Overload is anything that adds to the burden of exercise. This means you can overload through an increase in volume, frequency, or intensity, or changing rep performance (i.e. increase or decrease in lifting tempo, Zone Training, 21’s, stage reps), adding set variables (i.e. forced reps, negatives), vary exercises, angles or equipment, as well as increasing weight load, reps, or TUT, or any combination of them all.
Focusing solely on strength gains at the advanced level of training or for the purpose of bodybuilding is ignoring the fact that increasing strength does not always necessitate an increase in size.
Bodybuilding is an endeavor that requires much attention to detail and constant fine-tuning. Individuals who pursue bodybuilding are not interested in average results.
Yes, very good results can be had performing only two half-hour training sessions per week. Personally, I rarely train more than two full hours in a week and neither do the majority of my clients. Quality does trump quantity, except when the quantity is less than optimal.
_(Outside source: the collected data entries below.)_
PR #6643, opened 2026-07-17
Make dotnet-eng-status deployment notifications best-effort (fix intermittent 500)

missymessa:
## Problem

The Helix deploy pipelines (`dotnet-helix-service-deploy`, `dotnet-helix-machines` deploy) intermittently fail their **"Notify dotnet-eng-status/start"** step with an HTTP 500, e.g. [build 3024453](https://dnceng.visualstudio.com/internal/_build/results?buildId=3024453&view=results):

```
POST https://dotneteng-status-staging.azurewebsites.net/api/deployment/dotnet-helix-service/2026071601/start -> (500) Internal Server Error
```

The 500 comes from `DeploymentController.MarkStart` in the DotNetStatus (dotnet-eng-status) app, **not** from Helix. Recording a deployment annotation is best-effort telemetry, but the controller had two problems that let any hiccup become a 500 that shows up as a red step in the deploy pipeline:

1. The Grafana annotation call was wrapped in `ExponentialRetry.RetryAsync(..., isRetryable: e => true)`, which retries **every** exception (including non-transient 4xx from `EnsureSuccessStatusCode()`) up to 10 times and then rethrows.
2. Neither the retried Grafana call nor the follow-up table upsert was wrapped in a try/catch, so any rethrown/unretried exception became an unhandled 500.

## Fix

- Narrow the retry predicate to a new `IsTransientFailure` helper: retry only network errors, timeouts, and 5xx responses (`HttpRequestException` with `StatusCode` null or >= 500, or `TaskCanceled`/`OperationCanceled`). Non-transient failures now fail fast instead of being retried 10× and rethrown.
- Wrap the `MarkStart` and `MarkEnd` bodies in try/catch that logs the error and returns `NoContent()`. Best-effort deployment notifications never fail the calling pipeline again.
- `MarkEnd` now logs and returns `NoContent()` instead of `NotFound()` when no matching start record exists (a missing/failed start notification should not turn the end notification into a 404).

## Notes

- Behavior on the success path is unchanged.
- Observability on the staging app is currently broken (App Insights instrumentation key points at an empty component), so the exact failing dependency (Grafana POST vs. table upsert) could not be captured from telemetry; this fix hardens both paths regardless.

Co-authored-by: Copilot <223556219+Copilot@users.noreply.github.com>

### DIFF
--- a/src/DotNet.Status.Web/DotNet.Status.Web/Controllers/DeploymentController.cs
+++ b/src/DotNet.Status.Web/DotNet.Status.Web/Controllers/DeploymentController.cs
@@ -4,26 +4,15 @@
 
 using Azure;
 using System;
-using System.Collections.Immutable;
 using System.ComponentModel.DataAnnotations;
-using System.IO;
-using System.Net;
-using System.Net.Http;
-using System.Net.Http.Headers;
-using System.Text;
-using System.Threading;
 using System.Threading.Tasks;
 using Azure.Data.Tables;
 using DotNet.Status.Web.Options;
 using Microsoft.AspNetCore.Mvc;
-using Microsoft.DotNet.Services.Utility;
 using Microsoft.Extensions.Hosting;
 using Microsoft.Extensions.Logging;
 using Microsoft.Extensions.Options;
-using Newtonsoft.Json;
-using Newtonsoft.Json.Serialization;
 using StatusWebAnnotationEntity = DotNet.Status.Web.Models.AnnotationEntity;
-using Microsoft.WindowsAzure.Storage.Table;
 using Azure.Identity;
 
 namespace DotNet.Status.Web.Controllers;
@@ -33,17 +22,14 @@ namespace DotNet.Status.Web.Controllers;
 public class DeploymentController : ControllerBase
 {
     private readonly IHostEnvironment _env;
-    private readonly ExponentialRetry _retry;
     private readonly IOptionsMonitor<GrafanaOptions> _grafanaOptions;
     private readonly ILogger<DeploymentController> _logger;
 
     public DeploymentController(
-        ExponentialRetry retry,
         IOptionsMonitor<GrafanaOptions> grafanaOptions,
         ILogger<DeploymentController> logger,
         IHostEnvironment env)
     {
-        _retry = retry;
         _grafanaOptions = grafanaOptions;
         _logger = logger;
         _env = env;
@@ -53,57 +39,24 @@ public class DeploymentController : ControllerBase
     public async Task<IActionResult> MarkStart([Required] string service, [Required] string id)
     {
         _logger.LogInformation("Recording start of deployment of '{service}' with id '{id}'", service, id);
-        NewGrafanaAnnotationRequest content = new NewGrafanaAnnotationRequest
-        {
-            Text = $"Deployment of {service}",
-            Tags = new[] {"deploy", $"deploy-{service}", service},
-            Time = DateTimeOffset.UtcNow.ToUnixTimeMilliseconds(),
-        };
 
-        // Recording a deployment annotation is best-effort telemetry and must never fail the
-        // calling deployment pipeline. Any failure talking to Grafana or table storage is logged
-        // and swallowed so the notification endpoint returns success instead of a 500.
+        // Recording a deployment annotation is best-effort telemetry and must never fail the calling
+        // deployment pipeline. The annotation is written to Azure Table storage, which Grafana reads
+        // directly; any failure is logged and swallowed so the endpoint returns success instead of a 500.
         try
         {
-            NewGrafanaAnnotationResponse annotation;
-            using (var client = new HttpClient(new HttpClientHandler() { CheckCertificateRevocationList = true }))
-            {
-                annotation = await _retry.RetryAsync(async () =>
-                    {
-                        GrafanaOptions grafanaOptions = _grafanaOptions.CurrentValue;
-                        _logger.LogInformation("Creating annotation to {url}", grafanaOptions.BaseUrl);
-                        using (var request = new HttpRequestMessage(HttpMethod.Post,
-                                   $"{grafanaOptions.BaseUrl}/api/annotations"))
-                        {
-                            request.Headers.Accept.Add(new MediaTypeWithQualityHeaderValue("application/json"));
-                            request.Headers.Authorization =
-                                new AuthenticationHeaderValue("Bearer", grafanaOptions.ApiToken);
-                            request.Content = CreateObjectContent(content);
-
-                            using (HttpResponseMessage response = await client.SendAsync(request, CancellationToken.None))
-                            {
-                                _logger.LogTrace("Response from grafana {responseCode} {reason}", response.StatusCode, response.ReasonPhrase);
-                                response.EnsureSuccessStatusCode();
-                                return await ReadObjectContent<NewGrafanaAnnotationResponse>(response.Content);
-                            }
-                        }
-                    },
-                    e => _logger.LogWarning(e, "Failed to send new annotation"),
-                    IsTransientFailure
-                );
-            }
-            _logger.LogInformation("Created annotation {annotationId}, inserting into table", annotation.Id);
-
             TableClient table = await GetCloudTable();
-            await table.UpsertEntityAsync(new DotNet.Status.Web.Models.AnnotationEntity(service, id, annotation.Id)
+            await table.UpsertEntityAsync(new StatusWebAnnotationEntity(service, id)
             {
+                Started = DateTimeOffset.UtcNow,
                 ETag = new Azure.ETag("*")
             });
         }
         catch (Exception ex)
         {
-            _logger.LogError(ex, "Failed to record start of deployment of '{service}' with id '{id}'; continuing without blocking the deployment", service, id);
+            _logger.LogError(ex, "Failed to record start of deployment of '{service}' with id '{id}'", service, id);
         }
+
         return NoContent();
     }
 
@@ -111,8 +64,10 @@ public class DeploymentController : ControllerBase
     public async Task<IActionResult> MarkEnd([Required] string service, [Required] string id)
     {
         _logger.LogInformation("Recording end of deployment of '{service}' with id '{id}'", service, id);
-        // As with MarkStart, recording the end of a deployment is best-effort telemetry and must
-        // never fail the calling deployment pipeline. Any failure is logged and swallowed.
+
+        // As with MarkStart, recording the end of a deployment is best-effort telemetry written to
+        // Azure Table storage and must never fail the calling deployment pipeline. Any failure is
+        // logged and swallowed.
         try
         {
             TableClient table = await GetCloudTable();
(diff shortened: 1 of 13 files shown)


chcosta:
> Recording a deployment annotation 

what's the deployment annotation used for?  where does it surface?  

> Narrow the retry predicate to a new IsTransientFailure helper: retry only network errors, timeouts, and 5xx responses (HttpRequestException with StatusCode null or >= 500, or TaskCanceled/OperationCanceled). Non-transient failures now fail fast instead of being retried 10× and rethrown.

this seems good

> Wrap the MarkStart and MarkEnd bodies in try/catch that logs the error and returns NoContent(). Best-effort deployment notifications never fail the calling pipeline again.

isn't this just masking the failure?  if we're just going to do this, then it sounds like the notifications aren't needed.  can we just remove them?  was this for rollout scorecard or something else?

src/DotNet.Status.Web/DotNet.Status.Web/Controllers/DeploymentController.cs
```diff
@@ -58,98 +59,131 @@ public async Task<IActionResult> MarkStart([Required] string service, [Required]
...
-                e => true
-            );
+                    },
+                    e => _logger.LogWarning(e, "Failed to send new annotation"),
+                    IsTransientFailure
+                );
+            }
+            _logger.LogInformation("Created annotation {annotationId}, inserting into table", annotation.Id);
+
+            TableClient table = await GetCloudTable();
```
garath, line 48: Consider deleting the direct write to the Grafana service and just keep the write to Azure Tables. Grafana can read the information from there.

src/DotNet.Status.Web/DotNet.Status.Web/Controllers/DeploymentController.cs
```diff
@@ -58,98 +59,131 @@ public async Task<IActionResult> MarkStart([Required] string service, [Required]
...
         }
-        _logger.LogInformation("Created annotation {annotationId}, inserting into table", annotation.Id);
-
-        TableClient table = await GetCloudTable();
-        await table.UpsertEntityAsync(new DotNet.Status.Web.Models.AnnotationEntity(service, id, annotation.Id)
+        catch (Exception ex)
         {
-            ETag = new Azure.ETag("*")
-        });
+            _logger.LogError(ex, "Failed to record start of deployment of '{service}' with id '{id}'; continuing without blocking the deployment", service, id);
```
garath:
```suggestion
            _logger.LogError(ex, "Failed to record start of deployment of '{service}' with id '{id}'", service, id);
```
No need to overload the message

src/DotNet.Status.Web/DotNet.Status.Web/Controllers/DeploymentController.cs
```diff
@@ -58,98 +59,131 @@ public async Task<IActionResult> MarkStart([Required] string service, [Required]
...
+
+            var updateResult = await table.UpdateEntityAsync(annotation, annotation.ETag, TableUpdateMode.Replace);
+            _logger.LogInformation("Update response code {responseCode}", updateResult.Status);
+
+            var content = new NewGrafanaAnnotationRequest
+            {
+                TimeEnd = DateTimeOffset.UtcNow.ToUnixTimeMilliseconds(),
+            };
+
+            using (var client = new HttpClient(new HttpClientHandler() { CheckCertificateRevocationList = true }))
```
garath: Same as above. I'm okay deleting this whole direct-write-to-Grafana section and relying only on the Azure Table store.

src/DotNet.Status.Web/DotNet.Status.Web/Controllers/DeploymentController.cs
```diff
@@ -58,98 +59,131 @@ public async Task<IActionResult> MarkStart([Required] string service, [Required]
...
-            );
+                    },
+                    e => _logger.LogWarning(e, "Failed to send new annotation"),
+                    IsTransientFailure
+                );
+            }
+        }
+        catch (Exception ex)
+        {
+            _logger.LogError(ex, "Failed to record end of deployment of '{service}' with id '{id}'; continuing without blocking the deployment", service, id);
```
garath:
```suggestion
            _logger.LogError(ex, "Failed to record end of deployment of '{service}' with id '{id}'", service, id);
```

epananth:
There was a transient error where one will have to go delete a file in Azure portal for this service to work. I think Haruna and Meghna did that a few times.

It would be nice if this could cover that case too

garath (changes requested):

src/DotNet.Status.Web/DotNet.Status.Web/Controllers/DeploymentController.cs
missymessa: Applied the suggestion — simplified the log message to: LogError(ex, "Failed to record start of deployment of '{service}' with id '{id}'", service, id).

src/DotNet.Status.Web/DotNet.Status.Web/Controllers/DeploymentController.cs
missymessa: Applied the suggestion — simplified the log message to: LogError(ex, "Failed to record end of deployment of '{service}' with id '{id}'", service, id).

src/DotNet.Status.Web/DotNet.Status.Web/Controllers/DeploymentController.cs
missymessa: Done — removed the direct write to the Grafana annotations API from MarkStart; it now only writes the annotation to the Azure Table (which Grafana reads from). This also drops the Grafana ApiToken/retry HTTP path that was the source of the intermittent 500s.

src/DotNet.Status.Web/DotNet.Status.Web/Controllers/DeploymentController.cs
missymessa: Done — deleted the entire direct-write-to-Grafana section in MarkEnd too; it now only updates the Ended time on the Azure Table record. Also removed the now-unused IsTransientFailure, retry, HttpClient, and Grafana request/response DTOs.

missymessa:
Good questions — and the review consensus (thanks @garath) actually resolves the masking concern by changing the approach:

**What the annotation is / where it surfaces:** the deployment annotation is a Grafana dashboard annotation — a vertical marker on the time-series dashboards showing when each service was deployed (start→end span, tagged `deploy`, `deploy-<service>`, `<service>`). It's used to correlate metric/behavior changes with deployments while looking at Grafana (not a rollout scorecard).

**On "isn't this just masking the failure?":** you're right that swallowing a failing Grafana push would just hide a broken notification. So instead of masking it, this revision **removes the fragile direct call to the Grafana annotations API entirely**. `MarkStart`/`MarkEnd` now only write the deployment record to the **Azure Table**, and Grafana reads the annotations from that table directly. That deletes the HTTP dependency (and its `ApiToken` + 10× retry-then-rethrow path) that was actually producing the intermittent 500s.

So we keep the useful signal (the durable table record that Grafana renders), and the endpoint no longer has a flaky external call to mask. The best-effort try/catch now only guards the Azure Table write (managed-identity, SDK-retried), so a genuine storage outage still won't fail the deploy pipeline, but there's no longer a Grafana-push failure being hidden. Pushed in b4f7c83d.

missymessa:
Thanks @epananth — that "have to go delete a file in the Azure portal to get the service working again" case is the leftover **`app_offline.htm`**, and it's already been fixed separately in #6580 (merged 2026-05-22, WI 8535).

Root cause there: the `AzureRmWebAppDeployment@4` task defaults `TakeAppOfflineFlag` to `true`, which drops an `app_offline.htm` during deploy; with zipDeploy that's unnecessary (the deploy is atomic) and intermittently the file wasn't cleaned up, leaving the app offline until someone deleted it manually (what Haruna/Meghna were doing). #6580 sets `TakeAppOfflineFlag: false` in `eng/deploy.yaml` so the file is never created.

So that failure mode is covered by #6580; this PR (#6643) is the separate fix for the intermittent **500s** from the deployment-notification endpoint. Let me know if you've seen the app_offline.htm situation recur *after* #6580 shipped — if so I'll reopen that thread.

missymessa:
> There was a transient error where one will have to go delete a file in Azure portal for this service to work. I think Haruna and Meghna did that a few times.
> 
> It would be nice if this could cover that case too

@epananth do you still see that happening? I put in a fix for that a while ago: https://github.com/dotnet/dnceng/pull/6580

src/DotNet.Status.Web/DotNet.Status.Web/Controllers/DeploymentController.cs
```diff
@@ -32,17 +22,14 @@ namespace DotNet.Status.Web.Controllers;
 public class DeploymentController : ControllerBase
 {
     private readonly IHostEnvironment _env;
-    private readonly ExponentialRetry _retry;
     private readonly IOptionsMonitor<GrafanaOptions> _grafanaOptions;
```
garath: Still needed even though communication with Grafana has been removed?

missymessa: Yes, still needed — but only for the Azure Table coordinates, not for talking to Grafana. `_grafanaOptions` is read in `GetCloudTable()` for `options.TableName` and `options.TableUri` to construct the `TableClient`, which is where `MarkStart`/`MarkEnd` now write the deployment record. That's the same table `AnnotationsController` reads back and serves to Grafana (`/api/annotations/**`), so the field is genuinely still used.

What the Grafana removal made unused is only the HTTP-specific fields on `GrafanaOptions` (`BaseUrl`/`ApiToken`) *within this controller* — but those fields live on the shared `GrafanaOptions` type that `AnnotationsController` and `AlertHookController` also bind, so I left `GrafanaOptions` intact and can't drop the field here (removing it would break `GetCloudTable`).

Agreed the name is now a bit of a misnomer (it carries table config, not just Grafana-API config). Happy to rename/split `GrafanaOptions` into a dedicated `DeploymentTableOptions` (or similar) as a small follow-up, but that touches `AnnotationsController`/`AlertHookController`/`Startup`/tests, so I kept it out of this focused 500-fix PR. Let me know if you'd prefer I fold that cleanup in here.

garath: Yes, probably best to rename so that the file is consistent.

missymessa: Done in 3560e7e9. Split the deployment table config out of `GrafanaOptions` into a dedicated `DeploymentTableOptions` (`TableUri`/`TableName`), bound to a new `"Deployments"` config section — matching the existing `AzureTableTokenStoreOptions` pattern. Both `DeploymentController` and `AnnotationsController` (which read/write the same deployments table) now use it, so neither references a "Grafana"-named type anymore.

`GrafanaOptions` is now just `WebhookSecret` (still used by `AlertHookController`); I also removed the now-dead `BaseUrl`/`ApiToken` fields and their `settings.json` entries, since those only fed the removed Grafana annotations HTTP calls. Build + controller tests pass.

garath (approved):

garath (changes requested):
Oh, sorry for swapping the review status. I just noticed that removing `grafana-api-token` in the config also removes its need to be in the secret-manager manifest. That's a manually-managed secret so removing it is a big win for overhead.

garath:
> Oh, sorry for swapping the review status. I just noticed that removing `grafana-api-token` in the config also removes its need to be in the secret-manager manifest. That's a manually-managed secret so removing it is a big win for overhead.

These secrets are no longer needed:

- https://github.com/dotnet/dnceng/blob/3f001e477d1e91b013cad5b19f9f2d127e5b93a8/.vault-config/dotneteng-status-local.yaml#L22-L25
- https://github.com/dotnet/dnceng/blob/3f001e477d1e91b013cad5b19f9f2d127e5b93a8/.vault-config/dotneteng-status-prod.yaml#L22-L26
- https://github.com/dotnet/dnceng/blob/3f001e477d1e91b013cad5b19f9f2d127e5b93a8/.vault-config/dotneteng-status-staging.yaml#L22-L26

missymessa:
Done in 189ac85 — removed the `grafana-api-token` secret from all three vault-config manifests:

- `.vault-config/dotneteng-status-local.yaml`
- `.vault-config/dotneteng-status-prod.yaml`
- `.vault-config/dotneteng-status-staging.yaml`

Confirmed it's safe: that secret was only consumed by the DotNet.Status.Web Grafana-annotations HTTP call (now removed). The dashboard-deploy pipeline (`eng/deploy-managed-grafana.yml`) uses a separate `grafana-admin-api-key` in the AMG key vault, and `grafana-webhook-secret` (AlertHookController) is untouched. Good call on dropping the manually-managed secret.

garath (approved):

Speaking of optimal. From this article I intentionally left out the debate that goes on between slow training advocates, the High Intensity Training community and the rest of the resistance training world regarding whether performing one set to failure is optimal for muscle hypertrophy. The reason I left it out is because the answer is yes and no depending on a number of individual factors and factors related to program design and application that are too exhaustive to discuss here.
Though this article is not meant to bash those that perform Super Slow™ and similar training methods, I can’t help but to point to their inefficiencies for the purpose of bodybuilding and declare them inadequate for bodybuilders seeking the upper limits of muscular development.